“I quite understood!” Billy Kane forced a sarcastic smile. “You are almost too considerate!”
“Am I?” she said. Her eyes flashed suddenly. “Well, perhaps you are right! I have thought sometimes that even the chance I give you is more than you deserve. I feel so strongly about it, in fact, that the only thing which prevents me from putting an end to it—and you—is that by using you to defeat the ends of your own criminal associates a great deal of good is being done. They will trap you sometime, of course, and, knowing them, you know what will happen, and I am satisfied then that, as an alternative, you would prefer Sing Sing and the chair; but you are clever—that is why you grasp at the chance I give you. You are extremely clever—and you believe you can continue to outwit them indefinitely. I don’t think you can, though I admit your cleverness, cunning and craft.”
“You flatter me!” said Billy Kane ironically.
“No,” she said, her voice suddenly lowered, passionate, tense; “I hate you.”

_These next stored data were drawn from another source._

PR #9856, opened 2020-04-03
handling < and > the 'javadoc' way

scbedd:
We removed encoding of `&amp`. Updated the encoding for `<` and `>`. Real html isn't a javadoc thing.


eng/pipelines/scripts/inject_codesnippets.py
```diff
@@ -21,8 +21,8 @@
 HTML_ESCAPE_TABLE = {
     "&": "&amp;",
     '"': "&quot;",
-    ">": "&gt;",
-    "<": "&lt;",
+    ">": "&amp;gt;",
```
weshaggard, line 24: Would the other entries need this double escaping as well?

scbedd: Nope. This ended up being a javadoc intricacy/bug. 

I'm surrounding with `@code` and NOT replacing it now.

PR #9857, opened 2020-04-03
Support token offset for cached tokens

jianghaolu:
When we query the token cache for tokens, our mechanism of preemptive token expiration is not honored. Thus we have to check the expiration ourselves and force the refresh.


jianghaolu:
This is being redesigned. Closing this PR.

“You told me that last night.” Billy Kane indolently blew a ring of cigarette smoke ceilingwards. “I am beginning to believe you. Did you follow Red Vallon in here to tell me the same thing again?”

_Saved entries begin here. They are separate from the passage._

PR #9858, opened 2020-04-03
Cosmos CFP: fix for handling partition splits or partition not found

milismsft:
Bug fix when handling partition splits or partition not found. The cause of the bug is a typo in the call to log the current partition information such as the partition ID.
Bug fix when syncronizing lease updates across different threads.
Add test case for handling partition splits.

### DIFF
--- a/sdk/cosmos/azure-cosmos/src/test/java/com/azure/cosmos/rx/ChangeFeedProcessorTest.java
+++ b/sdk/cosmos/azure-cosmos/src/test/java/com/azure/cosmos/rx/ChangeFeedProcessorTest.java
@@ -464,11 +464,11 @@ public class ChangeFeedProcessorTest extends TestSuiteBase {
         assertThat(remainingWork >= 0).as("Failed to receive all the feed documents").isTrue();
     }
 
-    @BeforeMethod(groups = { "emulator" }, timeOut = 2 * SETUP_TIMEOUT, alwaysRun = true)
+    @BeforeMethod(groups = { "emulator", "simple" }, timeOut = 2 * SETUP_TIMEOUT, alwaysRun = true)
      public void beforeMethod() {
      }
 
-    @BeforeClass(groups = { "emulator" }, timeOut = SETUP_TIMEOUT, alwaysRun = true)
+    @BeforeClass(groups = { "emulator", "simple" }, timeOut = SETUP_TIMEOUT, alwaysRun = true)
     public void before_ChangeFeedProcessorTest() {
         client = getClientBuilder().buildAsyncClient();
         createdDatabase = getSharedCosmosDatabase(client);
@@ -495,11 +495,11 @@ public class ChangeFeedProcessorTest extends TestSuiteBase {
 //        createdDatabase = createDatabase(client, databaseId);
     }
 
-    @AfterMethod(groups = { "emulator" }, timeOut = 3 * SHUTDOWN_TIMEOUT, alwaysRun = true)
+    @AfterMethod(groups = { "emulator", "simple" }, timeOut = 3 * SHUTDOWN_TIMEOUT, alwaysRun = true)
     public void afterMethod() {
     }
 
-    @AfterClass(groups = { "emulator" }, timeOut = 2 * SHUTDOWN_TIMEOUT, alwaysRun = true)
+    @AfterClass(groups = { "emulator", "simple" }, timeOut = 2 * SHUTDOWN_TIMEOUT, alwaysRun = true)
     public void afterClass() {
 //        try {
 //            client.readAllDatabases()


sdk/cosmos/azure-cosmos/src/main/java/com/azure/cosmos/implementation/changefeed/ServiceItemLease.java
```diff
@@ -63,7 +63,8 @@ public ServiceItemLease withId(String id) {
         return this;
     }
 
-    @JsonIgnore
+//    @JsonIgnore
+    @JsonProperty("_etag")
```
moderakh, line 67: when a class is annotated with jackson annotation, jackson uses reflection for serialization/deserialization to json.

reflection is expensive and that being said, If there are pre existing classes in the code which needs to be serialized/deserialized to json we should ideally use a jackson serializer rather than annotating the class with jackson annotation.

(not necessarily in the scope of this PR, but something to be addressed outside of this PR).

sdk/cosmos/azure-cosmos/src/test/java/com/azure/cosmos/rx/ChangeFeedProcessorTest.java
```diff
@@ -332,10 +315,136 @@ public void staledLeaseAcquiring() {
...
+            })
+            .doOnSuccess(aVoid -> {
+                // Wait for the feed processor to receive and process the first batch of documents.
+                waitToReceiveDocuments(2 * CHANGE_FEED_PROCESSOR_TIMEOUT, FEED_COUNT);
+            })
+            .then(
+                // increase throughput to force a single partition collection to go through a split
+                createdFeedCollectionForSplit.readProvisionedThroughput().subscribeOn(Schedulers.elastic())
+                    .flatMap(currentThroughput ->
+                        createdFeedCollectionForSplit.replaceProvisionedThroughput(FEED_COLLECTION_THROUGHPUT).subscribeOn(Schedulers.elastic())
```
moderakh, line 351: partition split normally takes 10-20 min to complete. how are we ensuring that the test wait long enough to observe a partition split?

sdk/cosmos/azure-cosmos/src/test/java/com/azure/cosmos/rx/ChangeFeedProcessorTest.java
```diff
@@ -332,10 +315,136 @@ public void staledLeaseAcquiring() {
...
+                    )
+                .then()
+            )
+            .subscribe();
+
+        // Wait for the feed processor to receive and process the first batch of documents and apply throughput change.
+        try {
+            Thread.sleep(4 * CHANGE_FEED_PROCESSOR_TIMEOUT);
+        } catch (InterruptedException e) {
+            log.error(e.getMessage());
```
moderakh, line 361: don't catch `InterruptedException` if that's thrown, we can fail the test.

sdk/cosmos/azure-cosmos/src/test/java/com/azure/cosmos/rx/ChangeFeedProcessorTest.java
```diff
@@ -332,10 +315,136 @@ public void staledLeaseAcquiring() {
...
+                    throw new RuntimeException("Throughput change is not done.");
+                }
+                return count;
+            })
+            // this will timeout approximately after 3 minutes
+            .retry(40, throwable -> {
+                try {
+                    log.warn("Retrying...");
+                    Thread.sleep(CHANGE_FEED_PROCESSOR_TIMEOUT);
+                } catch (InterruptedException e) {
```
moderakh, line 390: don't catch `InterruptedException` if that's thrown, we can fail the test.

moderakh: here and elsewhere please. we don't need to catch this, let it get thrown

sdk/cosmos/azure-cosmos/src/main/java/com/azure/cosmos/implementation/changefeed/ServiceItemLease.java
milismsft: n this case the "_etag" field was not passed through the serialization and that resulted in "IF MATCH" condition to fail when updating the lease document.

sdk/cosmos/azure-cosmos/src/test/java/com/azure/cosmos/rx/ChangeFeedProcessorTest.java
milismsft: There's a check later to ensure that we see at least 2 partitions. In regular case it takes couple minutes (not 10 minutes) to detect the split.

sdk/cosmos/azure-cosmos/src/test/java/com/azure/cosmos/rx/ChangeFeedProcessorTest.java
milismsft: The try/catch is needed to avoid compilation errors such as: "Error:(440, 29) java: unreported exception java.lang.InterruptedException; must be caught or declared to be thrown"

sdk/cosmos/azure-cosmos/src/test/java/com/azure/cosmos/rx/ChangeFeedProcessorTest.java
milismsft: We need to in this case, in order to avoid compilation errors...

sdk/cosmos/azure-cosmos/src/main/java/com/azure/cosmos/implementation/changefeed/ServiceItemLease.java
moderakh: The ask is to add something similar to this:
https://github.com/Azure/azure-sdk-for-java/blob/master/sdk/cosmos/azure-cosmos/src/main/java/com/azure/cosmos/implementation/routing/PartitionKeyInternal.java#L35-L36

The internal types should not rely on reflection for serialization/deserialization.

sdk/cosmos/azure-cosmos/src/test/java/com/azure/cosmos/rx/ChangeFeedProcessorTest.java
moderakh: why can't we add exception to the test method signature?

sdk/cosmos/azure-cosmos/src/test/java/com/azure/cosmos/rx/ChangeFeedProcessorTest.java
moderakh: makes sense here.
so please use this instead to translate checked to unchecked exception.
https://projectreactor.io/docs/core/release/api/reactor/core/Exceptions.html#propagate-java.lang.Throwable-

if `InterruptedException` we should error out.

milismsft: Good suggestion, but it goes way beyond what we need to address at this time which is to release a fix for the CFP ASAP.

Feel free to open an issue and assign it to me to refactor these tests and remove the handling of the exception.

sdk/cosmos/azure-cosmos/src/test/java/com/azure/cosmos/rx/ChangeFeedProcessorTest.java
milismsft: replied on a similar comment below...

sdk/cosmos/azure-cosmos/src/test/java/com/azure/cosmos/rx/ChangeFeedProcessorTest.java
moderakh: @milismsft I have already signed off on v3, and I agree with you on v3 as this is hotfix for v3 it should go out as soon as possible.

on v4 we should do the right thing (this is not in prod yet) rather than introducing technical debt.

milismsft: V4 latest release is currently used by couple customers a preview.

milismsft: I'll deal with the debt later; the changes you're requesting go beyond what this PR/work item should address. IMHO et's keep things simple enough in case we need to review this later and use a different PR to address  other things.

sdk/cosmos/azure-cosmos/src/main/java/com/azure/cosmos/implementation/changefeed/ServiceItemLease.java
milismsft: Fixed. We only need a serializer here, the de-serialization is done at the Document/CosmosItemProperties level and that instance it is later used to create a Lease instance.

moderakh: If you have a serializer you need a deserializer too. 

Document/CosmosItemProperties should call to the custom deserializer for deserialization. no?

sdk/cosmos/azure-cosmos/src/main/java/com/azure/cosmos/implementation/changefeed/ServiceItemLease.java
```diff
@@ -20,6 +22,7 @@
 /**
  * Document service lease.
  */
+@JsonSerialize(using = ServiceItemLease.ServiceItemLeaseJsonSerializer.class)
```
moderakh, line 25: Please add unit test scoped to serialization.

sdk/cosmos/azure-cosmos/src/main/java/com/azure/cosmos/implementation/changefeed/ServiceItemLease.java
```diff
@@ -181,34 +182,17 @@ public ServiceItemLease withTimestamp(ZonedDateTime timestamp) {
         return this;
     }
 
-    @JsonIgnore
+//    @JsonIgnore
```
moderakh, line 185: stale code. remove

sdk/cosmos/azure-cosmos/src/main/java/com/azure/cosmos/implementation/changefeed/ServiceItemLease.java
```diff
@@ -181,34 +182,17 @@ public ServiceItemLease withTimestamp(ZonedDateTime timestamp) {
...
     public String getExplicitTimestamp() {
         return this.timestamp;
     }
 
-    @JsonIgnore
+//    @JsonIgnore
```
moderakh, line 190: ditto

sdk/cosmos/azure-cosmos/src/main/java/com/azure/cosmos/implementation/changefeed/ServiceItemLease.java
```diff
@@ -236,4 +235,32 @@ public String toString() {
...
+        @Override
+        public void serialize(ServiceItemLease lease, JsonGenerator writer, SerializerProvider serializerProvider) {
+            try {
+                writer.writeStartObject();
+                writer.writeStringField(Constants.Properties.ID, lease.getId());
+                writer.writeStringField(Constants.Properties.E_TAG, lease.getETag());
+                writer.writeStringField("LeaseToken", lease.getLeaseToken());
+                writer.writeStringField("ContinuationToken", lease.getContinuationToken());
+                writer.writeStringField("timestamp", lease.getTimestamp());
+                writer.writeStringField("Owner", lease.getOwner());
```
moderakh, line 259: LeaseToken, ContinuationToken, Owner are Camel case, but timestamp, id, etag are not is that expected?

also for Owner, timestamp, ContinuationToken, LeaseToken we probably should define constants.

milismsft: The current naming convention follows .Net and the content of a lease document as written from that code. The idea behind this design is that you can have CFP instances resuming work from both platforms, Java and .NET.
The ServiceItemLease is internal only (not exposed to the user); for the easy of debugging keeping the same names for members and the content of the lease document as written in Cosmos is actually beneficial.

sdk/cosmos/azure-cosmos/src/test/java/com/azure/cosmos/rx/ChangeFeedProcessorTest.java
```diff
@@ -424,6 +427,46 @@ public void readFeedDocumentsAfterSplit() {
         receivedDocuments.clear();
     }
 
+    @Test(groups = { "simple" }, timeOut = CHANGE_FEED_PROCESSOR_TIMEOUT)
+    public void testServiceItemLeaseSerialization() {
```
moderakh, line 431: thank you for the test. as a code style rule we don't add "test" as prefix.

Please drop the "test" prefix to be consistent with other tests.

sdk/cosmos/azure-cosmos/src/main/java/com/azure/cosmos/implementation/changefeed/ServiceItemLease.java
milismsft: Test added.

sdk/cosmos/azure-cosmos/src/test/java/com/azure/cosmos/rx/ChangeFeedProcessorTest.java
```diff
@@ -424,6 +427,46 @@ public void readFeedDocumentsAfterSplit() {
...
+                String.format("%s%s%s",
+                    "{\"id\":\"id1\",\"_etag\":\"etag1\",\"LeaseToken\":\"1\",\"ContinuationToken\":\"12\",\"timestamp\":\"",
+                    timeNowValue,
+                    "\",\"Owner\":\"Owner1\"}"));
+            assertThat(mapper.writeValueAsString(lease2)).isEqualTo(
+                String.format("%s%s%s",
+                    "{\"id\":\"id2\",\"_etag\":\"etag2\",\"LeaseToken\":\"2\",\"ContinuationToken\":\"22\",\"timestamp\":\"",
+                    timeNowValue,
+                    "\",\"Owner\":null}"));
+        } catch(Exception ex) {
```
moderakh, line 465: please drop the try/catch block here. if there is a failure the failure should get thrown and the exception needs to be added to the test method signature.

sdk/cosmos/azure-cosmos/src/main/java/com/azure/cosmos/implementation/changefeed/ServiceItemLease.java
milismsft: removed

sdk/cosmos/azure-cosmos/src/main/java/com/azure/cosmos/implementation/changefeed/ServiceItemLease.java
milismsft: removed

sdk/cosmos/azure-cosmos/src/test/java/com/azure/cosmos/rx/ChangeFeedProcessorTest.java
milismsft: done

sdk/cosmos/azure-cosmos/src/test/java/com/azure/cosmos/rx/ChangeFeedProcessorTest.java
milismsft: done

sdk/cosmos/azure-cosmos/src/main/java/com/azure/cosmos/implementation/changefeed/ServiceItemLease.java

She did not answer for a moment.
“Sometimes you make me lose my faith in God,” she said, in a slow, restrained way. “It is hard to believe that a God, a just God, could have created such men as you.”

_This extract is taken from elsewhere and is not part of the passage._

PR #9863, opened 2020-04-04
Support for receiving events in batches in processor client

### LINKED ISSUE #9878: [Event Hubs] Add support for receiving events in batches.
Event Processor supports receiving single events today. Add a new API in `EventProcessorClientBuilder`  that allows for receiving events in batches.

Billy Kane removed his cigarette from his lips, and flicked the ash away with a tap of his forefinger. He felt the color mount and tinge his cheeks. There was something, not alone in her words, but in her tone, that struck at him and hurt. The brown eyes, deep, full of implacable condemnation, burned into his. What was it that the Rat had done to her, or hers? He turned slightly away. An anger, smoldering in his soul, burst into flame. He was the Rat by proxy—and the proxy was damnable. He could not tell her he was not the Rat. He could not tell her he was—Billy Kane. He must play on with his detestable rôle! He must play the Rat. What answer would the Rat have made to her?
“Cut that out!” rasped Billy Kane.
“Yes,” she said quietly, “I spoke impulsively. There are only two things in life that affect you—your own safety, and to be quite sure that you get all of your share out of your crimes, and, if possible, somebody else’s share as well. But the latter consideration is at an end now, isn’t it, Bundy? I think I have taken care of that. It’s just a question of whether you can save yourself or not with those clever wits of yours. Well”—she shrugged her shoulders suddenly—“you did very well last night. His life would not be worth very much if the underworld should ever lay hands on the man in the mask. Would it, Bundy?”